Issue #408, opened 2017-06-21
Menubar examples: Make mouse behaviors and parent menu item appearance change triggers more consistent with desktop conventions


mcking65:
The following two problems with the 
[editor menubar example](http://w3c.github.io/aria-practices/examples/menubar/menubar-2/menubar-2.html) 
and the [navigation menubar examples](http://w3c.github.io/aria-practices/examples/menubar/menubar-1/menubar-1.html) 
were raised in issue #144.

#### Problem 1 described by @carmacleod in issue #144:

> When moving a mouse horizontally across a menubar, hovering over each menu button to see what is in its menu, 
> each newly-opened menu appears instantly (good) 
> but the previously-open menu hesitates before closing, 
> which looks like both menus are open for a while, which feels really odd. 
> This odd behavior does not happen when I use right/left arrow keys to traverse through the menus.

#### Problem 2 described by @carmacleod in issue #144:

> Using either keyboard or mouse, when the user opens a menu and then traverses to a menu item inside that menu, 
> the menu button in the menubar no longer looks selected. 
> For example, open the Font menu, and arrow down to the Serif menu item. 
> The selected look of the Font menu button disappears. 
> This is different from the look of a desktop menubar, which would show the Font menu button as "pushed in" (for Windows menubars) or "blue" (for Mac menubars) 
> while the Font menu is open.

#### Consensus resolution documented in issue #144

Agreement on the following mouse behaviors is documented in issue #144.

1. Open menus remain open if the user moves the mouse away; remove timeouts that close menu when the mouse moves away.
2. Mouse behaviors that cause an open menu to close are:
    A. User clicks anywhere outside the menu. 
    B. User clicks an action item in the open menu.
    C. User hovers over a different parent menu item in the menubar, triggering display of that parent's submenu.
3. Submenus open on hover over a parent item in the menubar only if another submenu is already open. That is, if all submenus are closed, a click on a parent menu item is required to display a submenu.

The task force also agrees to the behavior proposed by @carmacleod to resolve problem 2 described above. A parent menu item should retain it's activated appearance while its submenu is open.

carmacleod:
The above commit fixes the [menubar-2 example (Editor Menubar)](http://w3c.github.io/aria-practices/examples/menubar/menubar-2/menubar-2.html).
If you like these changes, then I will fix the [menubar-1 example (Navigation Menubar)](http://w3c.github.io/aria-practices/examples/menubar/menubar-1/menubar-1.html).
[...]

PR #593, opened 2018-02-01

......

Problem requirements: Take each line above that holds the string "described" and copy it.

Exercise output:
#### Problem 1 described by @carmacleod in issue #144:
#### Problem 2 described by @carmacleod in issue #144:
The task force also agrees to the behavior proposed by @carmacleod to resolve problem 2 described above. A parent menu item should retain it's activated appearance while its submenu is open.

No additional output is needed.